It has been considered a last resort in treating a select handful of few diseases, and then only with constant patient monitoring.
It was especially silly to promote it then, at a time when fear was so high and reason so low. In my opinion the president and his Fox News puppets shouldn't be promoting anything. They're not an authority on medical consensus. It was revealed Trump had financial connections to HCQ as well, which just makes the whole situation 300% more frightening and inappropriate.
There are ways to accelerate controlled studies, but the way to do that is not by having the spokesperson of the country encourage every hayseed yobbo run down to the fish supply store and start snorting non-medical grade powder. Do you not see how a line has been crossed in going from accelerating medical research, to this?
Are you kidding me? Hydroxychloroquine has been given prophylactically to people traveling into areas with Malaria that might get sick for decades. People are taking this drug chronically for lupus and rheumatoid arthritis. This drug isn't a last resort for a number of diseases. It isn't particularly dangerous when taken as prescribed by a doctor. Hell, I took this drug a few decades ago before traveling to a region in South America where malaria was endemic. The doctor wrote me a script, handed it to me, and said "Take this as written on the bottle a week before you leave", so I took it without having any disease.
It can cause QT prolongation like any number of other drugs routinely prescribed. Like for instance most of the tricyclic antidepressants and probably at least a dozen other drugs. If you are susceptible to QT prolongation you might have an issue with hydroxychloroquine just like you might with nortriptyline.
The risk is low, the cost is low, and there is to this day some evidence that it might be useful.

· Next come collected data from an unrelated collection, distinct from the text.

Issue #1035, opened 2025-02-10
MythTV crashes trying to play bluray disc


linuxdude42:
Trying to play a bluray disc results in a segfault in the FFmpeg code.  This started happening with the FFmpeg 7 upgrade.  If I check out and build commit b1b19f4489 from the end of December, the problem doesn't happen.

* **Platform**:

Linux 6.12.6-200.fc41.x86_64 #1 SMP PREEMPT_DYNAMIC Thu Dec 19 21:06:34 UTC 2024 x86_64 GNU/Linux

* **MythTV version**:

master: 

* **Component**:

FFmpeg

### What steps will reproduce the bug?

1) Insert a bluray disc.
2) Ensure its mounted where MythTV can see it
3) Go to the Optical Disc menu and choose Play Optical Disc.

### How often does it reproduce? Is there a required condition?

Every time.

### What is the expected behaviour?

Bluray plays.

### What do you see instead?

Crash in FFmpeg.

### Additional information

Here's a stack trace of the crash:

Thread 103 "Decoder" received signal SIGSEGV, Segmentation fault.
[Switching to Thread 0x7ffeb3fff6c0 (LWP 2746054)]
0x00007ffff184e4a6 in has_codec_parameters (st=st@entry=0x2169d80, errmsg_ptr=0x0) at libavformat/demux.c:2071
2071	        if (sti->info->found_decoder >= 0 && avctx->pix_fmt == AV_PIX_FMT_NONE)
(gdb) bt
#0  0x00007ffff184e4a6 in has_codec_parameters (st=st@entry=0x2169d80, errmsg_ptr=0x0) at libavformat/demux.c:2071
#1  0x00007ffff1854b3a in avformat_find_stream_info (ic=0xaa4d40, options=0x0) at libavformat/demux.c:2601
#2  0x00007ffff7690d06 in AvFormatDecoder::FindStreamInfo (this=this@entry=0x215a540) at decoders/avformatdecoder.cpp:885
#3  0x00007ffff759cdfa in MythBDDecoder::StreamChangeCheck (this=0x215a540) at Bluray/mythbddecoder.cpp:71
#4  0x00007ffff76a8512 in AvFormatDecoder::GetFrame (this=0x215a540, decodetype=kDecodeAV, Retry=@0x7ffeb3ffe54f: false) at decoders/avformatdecoder.cpp:4624
[...]

PR #1038, opened 2025-02-11
Fix Blu-ray crashes

ulmus-scott:
call avformat_find_stream_info() only once

It frees FFStream::info, which will cause a segmentation fault on a second call
since info will be NULL.

silence_ffmpeg_logging is never set and -1 is not an AVERROR code (depends on
the values used by errno.h), so those can be removed.

Closes https://github.com/MythTV/mythtv/issues/1035.

##### Checklist

### DIFF
--- a/mythtv/libs/libmythtv/Bluray/mythbddecoder.cpp
+++ b/mythtv/libs/libmythtv/Bluray/mythbddecoder.cpp
@@ -68,7 +68,6 @@ void MythBDDecoder::StreamChangeCheck(void)
         QMutexLocker locker(&m_trackLock);
         Reset(true, false, false);
         CloseCodecs();
-        FindStreamInfo();
         ScanStreams(false);
         m_streamsChanged=false;
     }
--- a/mythtv/libs/libmythtv/decoders/avformatdecoder.cpp
+++ b/mythtv/libs/libmythtv/decoders/avformatdecoder.cpp
@@ -126,8 +126,6 @@ static constexpr int16_t kMaxVideoQueueSize = 220;
 static constexpr ssize_t kMaxVideoQueueSize = 220;
 #endif
 
-static bool silence_ffmpeg_logging = false;
-
 static QSize get_video_dim(const AVCodecContext &ctx)
 {
     return {ctx.width >> ctx.lowres, ctx.height >> ctx.lowres};
@@ -265,9 +263,6 @@ static bool StreamHasRequiredParameters(AVCodecContext *Context, AVStream *Strea
 
 static void myth_av_log(void *ptr, int level, const char* fmt, va_list vl)
 {
-    if (silence_ffmpeg_logging)
-        return;
-
     if (VERBOSE_LEVEL_NONE())
         return;
 
--- a/mythtv/libs/libmythtv/decoders/avformatdecoder.cpp
+++ b/mythtv/libs/libmythtv/decoders/avformatdecoder.cpp
@@ -879,21 +879,6 @@ extern "C"
     }
 }
 
-int AvFormatDecoder::FindStreamInfo(void)
-{
-    m_avCodecLock.lock();
-    int retval = avformat_find_stream_info(m_ic, nullptr);
-    m_avCodecLock.unlock();
-    silence_ffmpeg_logging = false;
-    // ffmpeg 3.0 is returning -1 code when there is a channel
-    // change or some encoding error just after the start
-    // of the file, but is has found the correct stream info
-    // Set rc to 0 so that playing can continue.
-    if (retval == -1)
-        retval = 0;
-    return retval;
-}
-
 /**
  *  OpenFile opens a ringbuffer for playback.
  *
@@ -1042,7 +1027,9 @@ int AvFormatDecoder::OpenFile(MythMediaBuffer *Buffer, bool novideo,
         m_ic->max_analyze_duration = 60LL * AV_TIME_BASE;
 
         m_avfRingBuffer->SetInInit(m_livetv);
-        err = FindStreamInfo();
+        m_avCodecLock.lock();
+        err = avformat_find_stream_info(m_ic, nullptr);
+        m_avCodecLock.unlock();
         if (err < 0)
         {
             LOG(VB_GENERAL, LOG_ERR, LOC + QString("Could not find codec parameters for '%1'").arg(filename));
--- a/mythtv/libs/libmythtv/decoders/avformatdecoder.h
+++ b/mythtv/libs/libmythtv/decoders/avformatdecoder.h
@@ -120,7 +120,6 @@ class AvFormatDecoder : public DecoderBase
     int SetTrack(uint Type, int TrackNo) override;
 
     int ScanStreams(bool novideo);
-    int FindStreamInfo(void);
 
     int  GetNumChapters() override; // DecoderBase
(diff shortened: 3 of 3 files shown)


linuxdude42:
Well, it doesn't crash, but it doesn't play any video and the audio stutters badly. From the output, it looks like its constantly re-processing what streams are on the disc.  I've attached a [log file](https://github.com/user-attachments/files/18745301/log.txt).

ulmus-scott:
The log is expected since MythBDDecoder::StreamChangeCheck() calls CloseCodecs():

https://github.com/MythTV/mythtv/blob/3aceb1c39fc474a8ef944cea1e9eb8d4b77e39a4/mythtv/libs/libmythtv/Bluray/mythbddecoder.cpp#L70

This is originally from https://github.com/MythTV/mythtv/commit/d1e7906677e6776455791a0cd43e00ca441b5947

That causes new AVCodecContexts to have to be created for each stream, which may be causing the stuttering.

Unfortunately, I can't test this myself since I don't have a computer Blu-ray player.  Could you test reapplying https://github.com/MythTV/mythtv/commit/616074a0a5f4fa9ad7241e673d6693cbd7b5e310 and additionally removing that call with this pull request?

I do want to look at https://github.com/MythTV/mythtv/commit/616074a0a5f4fa9ad7241e673d6693cbd7b5e310 again before it is reapplied, however, since I don't know why it is calling streams_changed() every 4-5 ms for Blu-rays.

However, the code in master is still incorrect since "avformat_find_stream_info() is indeed not supposed to be called more
than once (on the same AVFormatContext)." https://ffmpeg.org/pipermail/ffmpeg-devel/2025-February/339642.html

ulmus-scott:
Could you provide a log with `-v playback:debug,libav:trace` and the following change applied?
```
diff --git a/mythtv/libs/libmythtv/decoders/avformatdecoder.cpp b/mythtv/libs/libmythtv/decoders/avformatdecoder.cpp
index e6126b02f5..91bc8cd827 100644
--- a/mythtv/libs/libmythtv/decoders/avformatdecoder.cpp
+++ b/mythtv/libs/libmythtv/decoders/avformatdecoder.cpp
@@ -854,11 +854,11 @@ void AvFormatDecoder::streams_changed(void *data, int avprogram_id)
 
     int cnt = decoder->m_ic->nb_streams;
 
+    auto* program = decoder->get_current_AVProgram();
     LOG(VB_PLAYBACK, LOG_INFO, LOC +
-        QString("streams_changed 0x%1 -- program_number %2 stream count %3")
-            .arg((uint64_t)data,0,16).arg(QString::number(avprogram_id), QString::number(cnt)));
+        QString("streams_changed 0x%1 -- program %2 program_number %3 stream count %4")
+            .arg((uint64_t)data,0,16).arg(pointerToQString(program), QString::number(avprogram_id), QString::number(cnt)));
 
-    auto* program = decoder->get_current_AVProgram();
     if (program != nullptr && program->id != avprogram_id)
     {
         return;

```

I suspect https://github.com/MythTV/mythtv/blob/3aceb1c39fc474a8ef944cea1e9eb8d4b77e39a4/mythtv/external/FFmpeg/libavformat/mpegts-mythtv.c#L2513 is returning NULL and the check for this that I removed in https://github.com/MythTV/mythtv/commit/b5ae1fcd2d8067e68eb1eca7ecf04b2597dcbaa1#diff-7bfc6a356e2b4469d533e0265810de2b3b7cbd3d5f436da3f6b65db08188f949L2749 is necessary.

linuxdude42:
With b5ae1fc added back, the call to CloseCodecs() removed, and your patch:

I get [this output](https://github.com/user-attachments/files/18774050/output.txt) before the crash in has_codec_parameters().

ulmus-scott:
I had meant for you to test with https://github.com/MythTV/mythtv/commit/b5ae1fcd2d8067e68eb1eca7ecf04b2597dcbaa1, https://github.com/MythTV/mythtv/pull/1038/commits/a757f3b7b18bb3fbfac5bd45b1e631e527acd672, the modified logging, and additionally removing the call to CloseCodecs() in MythBDDecoder::StreamChangeCheck() to see if it was still stuttery.

Regardless, the log you provided demonstrates that while the PMT version_number is a reliable indicator for this use with my broadcast TS samples, including the Finnish YLE samples that triggers it, it is not a reliable indicator for your Blu-ray disk.

It looks like there is a new PMT version for each frame, which seems odd.  Perhaps the Blu-ray is sending data via the descriptors in the PMT for each frame?

Out of curiosity, what Blu-ray are you testing with and does the issue occur with other Blu-ray disks?

---

It had seemed possible to reduce our downstream changes with https://github.com/MythTV/mythtv/commit/b5ae1fcd2d8067e68eb1eca7ecf04b2597dcbaa1, however, it should stay reverted.

The two commits in this pull request are still valid and correct and should be merged.

ulmus-scott:
> I had started testing with [b5ae1fc](https://github.com/MythTV/mythtv/commit/b5ae1fcd2d8067e68eb1eca7ecf04b2597dcbaa1), [a757f3b](https://github.com/MythTV/mythtv/commit/a757f3b7b18bb3fbfac5bd45b1e631e527acd672), the modified logging, and additionally removing the call to CloseCodecs() in MythBDDecoder::StreamChangeCheck(). The results were very interesting.
> 
>     * The original disc, Rio, now plays audio, but the video is a series of stills spaced about 10 seconds apart.
> 

Since _Rio_ repeatedly calls `streams_changed()` with https://github.com/MythTV/mythtv/commit/b5ae1fcd2d8067e68eb1eca7ecf04b2597dcbaa1, I suspect the video being temporally widely spaced frames may be related to the call to `Reset()` in `MythBDDecoder::StreamChangeCheck()`.

> 
> I tried a couple of other discs.
> 
>     * The recent Dune movie plays properly.
> 
>     * The animated movie Onward plays fluidly, but it plays the descriptive audio track. (Same as older code.)
> 
>     * The Expanse, Season 4 Disc 1 plays properly.
> 
> 
> When I came back to do more testing, I saw that you had pushed changes, so I reset my tree and merged your changes. Rio now plays audio and video, but it suffers some blockiness. The other three movies still play the same.

I just rebased onto master because I don't think https://github.com/MythTV/mythtv/commit/b5ae1fcd2d8067e68eb1eca7ecf04b2597dcbaa1 should be reapplied but that those two commits are still valid.

For _Onward_, you would probably have to look at what tracks are available and the heuristics in `AvFormatDecoder::AutoSelectAudioTrack()` and `AvFormatDecoder::selectBestAudioTrack()` if you want it to select a different track by default.

I suspect the blockiness with _Rio_ is unrelated to the changes here and would also be present in master since it should not be calling streams_changed() with https://github.com/MythTV/mythtv/commit/b5ae1fcd2d8067e68eb1eca7ecf04b2597dcbaa1 reverted.

linuxdude42:
Onward has the same audio track selection before/after all the FFmpeg changes, so that's a different issue.

To test Rio again, I rebuilt from my known working point ([b1b19f4](https://github.com/MythTV/mythtv/commit/b1b19f4489d8b3d35a252c0f8a961e58aa202afe)) from December. I do see some blockiness at a later point in the movie, so the blockiness is probably also not a result of the FFmpeg changes.

I'll commit these the two patches here as they do prevent crashing.

Thanks for figuring this out.

Issue #1039, opened 2025-02-14
Mythtv v35 fails decode with Nvidia NVDEC


RyanGoat:
* **Platform**:
Debian 12.9
Linux htpc 6.1.0-31-amd64 # 1 SMP PREEMPT_DYNAMIC Debian 6.1.128-1 (2025-02-07) x86_64 GNU/Linux

* **MythTV version**:
MythTV Version : v35.0+fixes.20250213.ac34c663b2-0ubuntu0
MythTV Branch : fixes/35
Network Protocol : 91
Library API : 35.20220913-1
QT Version : 5.15.8
Options compiled in:
 linux profile use_hidesyms using_alsa using_oss using_pulse using_pulseoutput using_backend using_bindings_perl using_bindings_python using_bindings_php using_dvb using_firewire using_frontend using_hdhomerun using_satip using_vbox using_ceton using_joystick_menu using_libcec using_libcrypto using_gnutls using_libdns_sd using_libxml2 using_lirc using_mheg using_opengl using_egl using_qtwebkit using_qtscript using_qtdbus using_taglib using_v4l2 using_v4l2prime using_x11 using_system_libbluray using_system_libudfread using_systemd_notify using_systemd_journal using_drm using_bindings_perl using_bindings_python using_bindings_php using_freetype2 using_mythtranscode using_opengl using_egl using_drm using_vaapi using_nvdec using_vdpau using_ffmpeg_threads using_mheg using_libass using_libxml2 using_libmp3lame

* **Package version**:
compiled from source

* **Component**:
mythfrontend

### What steps will reproduce the bug?
1. Configure video playback to use NVIDIA NVDEC acceleration
2. Attempt to playback any video
3. After a delay mythfrontend reports, "Video Frame Buffering Failed Too Many Times"

### How often does it reproduce? Is there a required condition?
100% reproducible.  Fails every time.

### What is the expected behaviour?
Videos should play without issue.

### What do you see instead?
Videos fail to play.

### Additional information
Videos played correctly with NVDEC on the same system with MythTV v34.

ulmus-scott:
Please attach a log trying to play a video with `mythfrontend -v playback:trace,libav:trace --logpath=/tmp`.

Also, what Nvidia driver version are you using?

RyanGoat:
Here is the requested log:
[mythfrontend.20250215024209.1066651.log](https://github.com/user-attachments/files/18807573/mythfrontend.20250215024209.1066651.log)

[...]

PR #1040, opened 2025-02-15
rollback ffnvcodec to 12.1.14.1

ulmus-scott:
This reduces the minimum Nvidia driver level to 530 from 550.  Nvidia lists versions 535 and 550 for download for Linux.

Debian currently only packages 535 for Debian 12 and above.

Fixes https://github.com/MythTV/mythtv/issues/1039.  This should also be applied to fixes/35

##### Checklist

### DIFF
--- a/mythtv/external/nv-codec-headers/CMakeLists.txt
+++ b/mythtv/external/nv-codec-headers/CMakeLists.txt
@@ -10,7 +10,7 @@ cmake_minimum_required(VERSION 3.20)
 #
 project(
   nv-codec-headers
-  VERSION 12.2.72.1
+  VERSION 12.1.14.1
   LANGUAGES C)
 
 include(GNUInstallDirs)
--- a/mythtv/external/nv-codec-headers/README
+++ b/mythtv/external/nv-codec-headers/README
@@ -3,5 +3,5 @@ FFmpeg version of headers required to interface with Nvidias codec APIs.
 Corresponds to Video Codec SDK version 12.0.16.
 
 Minimum required driver versions:
-Linux: 550.54.14 or newer
-Windows: 551.76 or newer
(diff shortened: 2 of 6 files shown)


bennettpeter:
I cannot recrete the error that the user had, see #1039. Playback is fine with nvidia 550. Do we really want to revert to older software?

ulmus-scott:
https://www.mythtv.org/wiki/Coding_Standards lists Debian stable, which is currently 12, as supported, and Debian 12 only has a package for the Nvidia 535 driver.

When I updated ffnvcodec for FFmpeg 7.1, I didn't have a specific reason to use 12.2.72.1, just that it was the newest and I thought the 550 driver had been out for long enough that it would have been widely available, which apparently was incorrect.  I only needed a different version since FFmpeg no longer accepted the 9.1.23.2 version and would disable NVDEC/NVENC completely otherwise.

12.2.72.1 lists 550 as the minimum driver version, so I would expect it to work.  12.1.14.1 lists 530 as the minimum driver version.

I don't think there is any significant difference for NVDEC between those versions, but, if 12.1.14.1 works with 535 and 12.2.72.1 doesn't, I think we should roll ffnvcodec back to 12.1.14.1.

ffnvcodec is just a copy of the Nvidia headers that FFmpeg needs to dynamically load the CUDA library for NVDEC and NVENC, so, since the newer drivers still accept the older interface, I don't think it is really "older software", just that it is allowing FFmpeg to work with older drivers.

bennettpeter:
OK I will test with 535 without and with the patch.

ulmus-scott:
I am closing this since #1039 has been resolved and this only effects NVENC, which is disabled by configure but enabled by cmake, pending discussion on the mailing list.

PR #1044, opened 2025-02-16
remove libmythupnp Rtti and merge remnants of libmythservicecontracts into mythfrontend

ulmus-scott:
@bennettpeter Rtti was unused, but the mythfrontend stuff still works (except that using port 6551 prevents mythfrontend from shutting down).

You really are letting your hatred of a particular politician blind you to what was very arguably a reasonable course of action. Trump is ineloquent. He speaks and tweets frequently without thinking. But prodding the FDA to get off their ass and investigate a low cost readily available drug that had every bit as much evidence behind it when this all started as remdesivir was the right thing to do. I wish he was more well spoken about it, but the FDA is a highly sclerotic bureaucracy and honestly that sort of public prodding is possibly required.
Contrast this with remdesiver which got virtually all of the initial press. It like HCQ had a single in vitro study showing that it might block SARS. But, it has never been approved, has only been produced in small batches in a research laboratory (never in a production facility), and is going to cost a king's ransom if it works. And if it does work, you're probably looking at 6 - 12 months to ramp it to volume production so you could use in widely.
HCQ has many features to recommend it over remdsiver - If either of them end up working that is.
But stop it with this notion that a drug that has been prescribed for decades prophylactically is some seriously dangerous compound. Do you image that remdesivir is going to be free from side effects? It hasn't even be trialed enough to know what it's warts are.